Is it possible to have the cluster use a node's hardware specs for allocation decisions?

I know that it's possible to use custom attributes in allocations for things like rack-awareness, but I'm more interested in whether or not elastic is capable of taking a node's hardware specs into consideration when deciding how many shards to allocate to that node.

Say you have ~20 nodes. The nodes are 4-core, 32GB Mem, 900GB SSD machines. Say overall disk usage is low (15-20%). Say CPU usage is very low. However, heap usage is about 50-60%. The disk and CPU usage suggests that this would be an over-provisioned cluster, but the heap usage would make me a little leary of just taking down nodes one at a time and allowing the cluster to rebalance for fear of crossing the 75% heap suggestions.

Given that, I'd think this cluster could get away with significantly less hardware as long as the total RAM was kept steady. I.e., I think it could get away with ~10 nodes or even less, same 4-cores, same storage, as long as the RAM was bumped up to 64GB per node. Might even consider bumping the cores to 8 cores.

How would you go about implementing this and keeping this running smoothly? Say a single node is currently hosting 10 shards. Ideally one of the new nodes would pick up 20 shards when we bring it up if we also brought down 2 nodes. I'd want to move slowly, so I think we'd remove one node, let things settle, bring up the new node, settle, then bring down a second old node. Rinse, repeat, etc...

Setting aside any voting/master eligibility concerns and concentrating ONLY on node allocation, how could one tell elastic that the new node is capable of handling twice the load of the old ones in order to prevent the master from just allocating shards evenly across ALL nodes as old nodes are taken out and new nodes are brought in?
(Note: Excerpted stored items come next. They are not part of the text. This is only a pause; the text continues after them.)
Issue #205, opened 2013-04-19
sonata_type_collection doesn't pick up "class" attr


tiagojsag:
Hi,

I have several sonata_type_collection fields in a single admin form, and I need different classes in it. I tried using the usual 'attr' => array('class' => 'foo') but it's not being rendered by the corresponding twig from SonataDoctrineORMAdmin

cheers

core23:
This issue is very old. Can you please check this against the latest master version? 

Feel free to reopen if this error still exists.

Mattabile:
The issue already exists :  "sonata-project/admin-bundle": "^3.4",

PR #536, opened 2016-04-28
Fix for #205 sonata_type_collection doesn't pick up class attr

sujayjaju:
Class attribute added to the field for sonata_type_collection

### DIFF
--- a/Resources/views/CRUD/edit_orm_many_to_many.html.twig
+++ b/Resources/views/CRUD/edit_orm_many_to_many.html.twig
@@ -10,7 +10,7 @@ file that was distributed with this source code.
 #}
 {% if sonata_admin.field_description.hasassociationadmin %}
     <div id="field_container_{{ id }}"
-		class="field-container {{ form.vars["attr"]["class"] is defined ? form.vars["attr"]["class"] }}">
+        class="field-container {{ form.vars["attr"]["class"] is defined ? form.vars["attr"]["class"] }}">
         <span id="field_widget_{{ id }}" >
             {% if sonata_admin.edit == 'inline' %}
                 {% if sonata_admin.inline == 'table' %}
--- a/Resources/views/CRUD/edit_orm_many_to_many.html.twig
+++ b/Resources/views/CRUD/edit_orm_many_to_many.html.twig
@@ -9,7 +9,7 @@ file that was distributed with this source code.
 
 #}
 {% if sonata_admin.field_description.hasassociationadmin %}
-    <div id="field_container_{{ id }}" class="field-container">
+    <div id="field_container_{{ id }}" class="field-container {{ form.vars["attr"]["class"] is defined ? form.vars["attr"]["class"] }}">
         <span id="field_widget_{{ id }}" >
             {% if sonata_admin.edit == 'inline' %}
                 {% if sonata_admin.inline == 'table' %}
--- a/Resources/views/CRUD/edit_orm_many_to_many.html.twig
+++ b/Resources/views/CRUD/edit_orm_many_to_many.html.twig
@@ -10,7 +10,7 @@ file that was distributed with this source code.
 #}
 {% if sonata_admin.field_description.hasassociationadmin %}
     <div id="field_container_{{ id }}"
-        class="field-container {{ form.vars["attr"]["class"] is defined ? form.vars["attr"]["class"] }}">
+        class="field-container {{ form.vars['attr']['class'] is defined ? form.vars['attr']['class'] }}">
         <span id="field_widget_{{ id }}" >
             {% if sonata_admin.edit == 'inline' %}
                 {% if sonata_admin.inline == 'table' %}
--- a/Resources/views/CRUD/edit_orm_many_to_many.html.twig
+++ b/Resources/views/CRUD/edit_orm_many_to_many.html.twig
@@ -9,7 +9,8 @@ file that was distributed with this source code.
 
 #}
 {% if sonata_admin.field_description.hasassociationadmin %}
-    <div id="field_container_{{ id }}" class="field-container {{ form.vars["attr"]["class"] is defined ? form.vars["attr"]["class"] }}">
+    <div id="field_container_{{ id }}"
+		class="field-container {{ form.vars["attr"]["class"] is defined ? form.vars["attr"]["class"] }}">
         <span id="field_widget_{{ id }}" >
             {% if sonata_admin.edit == 'inline' %}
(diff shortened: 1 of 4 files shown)


Resources/views/CRUD/edit_orm_many_to_many.html.twig
```diff
@@ -9,7 +9,7 @@ file that was distributed with this source code.
 
 #}
 {% if sonata_admin.field_description.hasassociationadmin %}
-    <div id="field_container_{{ id }}" class="field-container">
+    <div id="field_container_{{ id }}" class="field-container {{ form.vars["attr"]["class"] is defined ? form.vars["attr"]["class"] }}">
```
greg0ire: This makes the lines too long, please linebreak this.

sujayjaju: There are longer lines in the same file - is there a standard to what the length of a line should be in terms of characters?

Will this PR get blocked because the line looks long?

greg0ire: > There are longer lines in the same file

Yes, and that's sad. We're trying to fix that gradually.

For php, there is a standard : 

> There MUST NOT be a hard limit on line length; the soft limit MUST be 120 characters; lines SHOULD be 80 characters or less.

So as you see, it's not a hard rule, just a recommendation, because there might be some cases where this is impossible to fix (I don't know which, but…)

> Will this PR get blocked because the line looks long?

I hope so. We should stop with that crap. We already have to scroll vertically, if we have to also scroll horizontally, what's next? Scrolling in the third dimension ?

greg0ire: ping @sujayjaju

sujayjaju: Updated the formatting

OskarStark:
could you add some tests or extend existing ones? @sujayjaju

Resources/views/CRUD/edit_orm_many_to_many.html.twig
```diff
@@ -9,7 +9,8 @@ file that was distributed with this source code.
 
 #}
 {% if sonata_admin.field_description.hasassociationadmin %}
-    <div id="field_container_{{ id }}" class="field-container">
+    <div id="field_container_{{ id }}"
+		class="field-container {{ form.vars["attr"]["class"] is defined ? form.vars["attr"]["class"] }}">
```
OskarStark: what about `'` instead of `"` ? @greg0ire

greg0ire: Using `'` would be better

Resources/views/CRUD/edit_orm_many_to_many.html.twig
```diff
@@ -9,7 +9,8 @@ file that was distributed with this source code.
 
 #}
 {% if sonata_admin.field_description.hasassociationadmin %}
-    <div id="field_container_{{ id }}" class="field-container {{ form.vars["attr"]["class"] is defined ? form.vars["attr"]["class"] }}">
+    <div id="field_container_{{ id }}"
+		class="field-container {{ form.vars["attr"]["class"] is defined ? form.vars["attr"]["class"] }}">
```
greg0ire: It is way better like this ! Can you align `class` with `id` though ?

I'm not sure there is a way to do this with today's allocator unfortunately, Elasticsearch treats nodes as pretty much equivalent (within each tier at least). I think the way I'd do this would be to just add all the new nodes at once (temporarily scaling up the cluster well beyond its needs) and then vacate the old nodes with an allocation filter so they can be safely decommissioned.

I was afraid of that, but thanks for the reply.

I'm curious, could you explain the problem with adding all the new nodes and then vacating all the old ones? My thinking is that either you're in a Cloud-like environment so you would only be paying more while the cluster is oversized (which won't be long), or else you're in an on-prem-like environment where you have to commission all the new nodes ahead of time anyway. How would a more gradual approach be better?

Only for peace of mind. We're not given to making changes like this "fast", so we're going to want to spin up a new node (yes, we're cloud-based) and then decommission two old ones and make sure everything is working smoothly, and then continue one at a time with other nodes. We're just unlikely to decide to make a large switch like this without testing things out, and this isn't high enough priority to warrant duplicating the production setup to test it out or something like that.

So it's not a problem, per se, just something I was hoping we could do using allocation rules. All good.

Gotcha, I see. If you did that I'm not sure the observations from the intermediate states would give you very meaningful information, and it would be a bit of a pain to revert back to the original setup if you encountered problems after several steps. Personally I would be more comfortable running with the double-sized cluster for a while and using allocation filters to move things across fairly gradually, watching & testing carefully as you go. Admittedly a little more expensive, but much safer & easier to revert IMO.

This topic was automatically closed 28 days after the last reply. New replies are no longer allowed.